La question piège en entretien d'embauche fait l'objet de nombreux articles et de nombreux fantasmes. Les candidats la craignent à cause de son effet déstabilisant, mais chercher à désarçonner les candidats n'est pourtant pas une volonté systématique des recruteurs.
les questions pièges en entretien

Un candidat plutôt sympathique tourmenté par une question piège (GettyImages/Shantell)

Lors de notre dernière enquête, vous avez été 73% à dire ne jamais poser de questions pièges en entretien et 3% seulement à dire le faire systématiquement. En face, 44% des candidats disent que les recruteurs leur posent des questions-pièges parfois ou souvent.

Pourquoi ce décalage entre candidats et recruteurs ?

Pour une raison simple : candidats et recruteurs n’ont pas la même définition de la question piège. Pour les premiers, aborder la rémunération fait partie des questions déroutantes et donc qualifiées de « pièges » tandis que pour les recruteurs, parler de salaire en entretien est une formalité. Si le sujet peut sembler inconfortable aux yeux des candidats, il est aussi inévitable !

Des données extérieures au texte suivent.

PR #749, opened 2023-05-30
fix: update dependencies

petermuessig:


tobiasqueck:
@petermuessig how do you want me to review this one?
I can see UI5 updates to 1.114 and cds to 6.8.2, these, I understand and they needed to be done. For the others, I would need an explanation.

petermuessig:
@tobiasqueck - it is more the regular update of the dependencies to ensure using the latest versions. It is more for me on an informational level, especially because we release a new version of the `ui5-tooling-transpile` and when you take a look into the `package.json` you can see a new version of the Babel plugin to transform the UI5 modules: `7.2.0`. The changelog can be found here: https://github.com/ui5-community/babel-plugin-transform-modules-ui5/blob/main/CHANGELOG.md

PR #750, opened 2023-06-01
fix(cds-plugin-ui5): disable gzip encoding when livereload is used by CAP

petermuessig:


tobiasqueck:
@petermuessig I have tested it locally and it works without problems!

PR #765, opened 2023-07-14
feat(ui5-middleware-cfdestination): allow dest. to be maintained in .env

stockbal:
Provides the option to store destinations as JSON string inside in `.env` file variable. 

Extract from `ui5.yaml` that is using the new option:

```yaml
      afterMiddleware: compression
      configuration:
        authenticationMethod: "route"
        allowServices: true
        debug: true
        xsappJson: "local-xs-app.json"
        destinations: "$env:xsapp_dest"
```

P.S.
As I am new to `ava` which is used for testing I only wrote a positive test. I didn't manage it to also implement a negative test 😊.

Best regards,
Ludwig

### DIFF
--- a/packages/ui5-middleware-cfdestination/lib/cfdestination.js
+++ b/packages/ui5-middleware-cfdestination/lib/cfdestination.js
@@ -103,11 +103,15 @@ module.exports = async ({ resources, options, middlewareUtil }) => {
 
 	// check if destinations exist in .env file as JSON string
 	if (typeof effectiveOptions.destinations === "string" && effectiveOptions.destinations.startsWith("$env:")) {
-		const destinationsEnvKey = effectiveOptions.destinations.substring(5)
-		try {
-			effectiveOptions.destinations = JSON.parse(process.env[destinationsEnvKey])
-		} catch (error) {
-			throw new Error(`No valid destinations JSON in .env file at '${destinationsEnvKey}': ${error}`)
+		const destinationsEnvKey = effectiveOptions.destinations.substring(5).trim()
+		if (destinationsEnvKey && destinationsEnvKey in process.env) {
+			try {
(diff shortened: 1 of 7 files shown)


packages/ui5-middleware-cfdestination/lib/cfdestination.js
```diff
@@ -99,6 +101,19 @@ module.exports = async ({ resources, options, middlewareUtil }) => {
 	// the default auth mechanism is set to none but the user can pass an auth method using the options
 	xsappConfig.authenticationMethod = effectiveOptions.authenticationMethod
 
+	// check if destinations exist in .env file as JSON string
+	if (typeof effectiveOptions.destinations === "string" && effectiveOptions.destinations.startsWith("$env:")) {
```
petermuessig, line 105: I personally would prefer a regex for those kind of checks but this is also good to go!

packages/ui5-middleware-cfdestination/test/dest-in-env/ui5.yaml
```diff
@@ -0,0 +1,21 @@
...
+    - name: themelib_sap_horizon
+server:
+  customMiddleware:
+  - name: ui5-middleware-cfdestination
+    afterMiddleware: compression
+    configuration:
+      debug: true
+      port: 1091
+      xsappJson: "xs-app.json"
+      destinations: "$env:xsapp_dest"
```
petermuessig, line 21: I always thought of a general concept to load properties for the `ui5.yaml` from an env file to standardize this. Similar discussions we had for proxies and their username/password and we do similar things for the stringreplace middleware/task.

Cc @RandomByte @matz3 - something to think about for the evolution of the UI5 Tooling

petermuessig (approved):
LGTM overall, thanks for your contribution!

petermuessig:
Version `0.11.0` is about to be released!

PR #779, opened 2023-07-31
fix: more cleanup of obsolete deps

petermuessig:


flovogt:
LGTM but there might be lock file issues

petermuessig:
The only packages still using dependencies to the `@ui5/fs` are the tooling extensions for `less`. They also make use of the `fsInterface`. Not sure yet, what to do with them...

Cc: @RandomByte @matz3

flovogt (commented):
LGTM

PR #3, opened 2019-06-17
README: avoid inline `uuidgen`

cohuck:
Calling `uuidgen` inline with create-mdev makes it hard to figure
out which device was created if mdevctl is invoked concurrently
multiple times. Better make the invocation of uuidgen explicit in
the example.

Signed-off-by: Cornelia Huck <cohuck@redhat.com>


awilliam:
Thanks Connie!

PR #15, opened 2019-12-18
validate attribute names

cohuck:
Try to defend against breaking out of the sysfs hierarchy via
the attribute names, e.g. '../../../../../../../../boo'.

Signed-off-by: Cornelia Huck <cohuck@redhat.com>

### DIFF
--- a/mdevctl
+++ b/mdevctl
@@ -23,6 +23,20 @@ jsonify() {
     echo "\"$1\""
 }
 
+validate_attr() {
+    # first arg: expected root, second arg: attr to check
+    if [ ! -w "$1/$2" ]; then
+       echo "Attribute $2 cannot be set" >&2
+       return 1
+    fi
+    if [ $(realpath --relative-base "$1" "$1/$2") == "$2" ]; then
+        return 0
+    else
+        echo "Invalid attribute $2" >&2
+        return 1
+    fi
+}
+
 del_config_key() {
     key="$1"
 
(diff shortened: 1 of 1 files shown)


awilliam:
This seems to work, it prevents the obvious attempts to get into parent directories with ../ and also prevents walking symlinks from the device directory, which I think is also valid.  A nit though is that 'modify --addattr' will happily store bogus attributes in the mdev definition, which only fail when we try to apply them.  I don't think this is fully solvable though as we don't require the mdev to be present as we're defining or modifying its definition.  Would it be worthwhile though to at least verify an added attribute isn't gratuitously escaping?  For instance, if we used "." rather than the sysfs device path for a similar realpath test when adding attributes, we could catch the obvious ../ escape, but not more intricate sysfs symlink loops that might still allow escaping sysfs entirely.  Using "." also has problems as it depends on the user's location when running mdevctl (ex. / nulifies ../).  Is it worthwhile to try to catch the more obvious escapes when adding attributes even if they gets caught by the test added here when we try to apply it?

cohuck:
> A nit though is that 'modify --addattr' will happily store bogus attributes in the mdev definition, which only fail when we try to apply them. I don't think this is fully solvable though as we don't require the mdev to be present as we're defining or modifying its definition.

Yes, I also looked at that code path and came to the same conclusion; we cannot even verify that the attribute exists in the first place. Not sure if it is that important; we need to catch problems while applying anyway, as the user can simply drop in a config file.

> Would it be worthwhile though to at least verify an added attribute isn't gratuitously escaping? For instance, if we used "." rather than the sysfs device path for a similar realpath test when adding attributes, we could catch the obvious ../ escape, but not more intricate sysfs symlink loops that might still allow escaping sysfs entirely. Using "." also has problems as it depends on the user's location when running mdevctl (ex. / nulifies ../). Is it worthwhile to try to catch the more obvious escapes when adding attributes even if they gets caught by the test added here when we try to apply it?

I'm not sure if checking against '.' is a good idea for the reasons you gave.

One thing we might want to do instead is prohibiting using '../' in attributes in general...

Les questions citées par les candidats

Lors de notre enquête, nous avions donc interrogé les candidats sur le type de questions pièges que les recruteurs leur posaient en entretien. En complément des questions concernant la rémunération, les candidats ont cité :

  • quels sont vos défauts ?
  • pourquoi devrais-je vous choisir plutôt qu’un autre candidat ?
  • comment gérez-vous les conflits ?
  • où vous voyez-vous dans cinq ans ? Dans 10 ans ?
  • pourquoi choisir notre entreprise ?
  • pourquoi avez-vous quitté votre dernier emploi ?
  • puis-je appeler vos anciens employeurs ?
  • quel est le PIB de la France ?
  • connaissez-vous la différence entre un poste de community manager et celui d’un responsable marketing ?
  • pourquoi devrais-je ne pas vous recruter ?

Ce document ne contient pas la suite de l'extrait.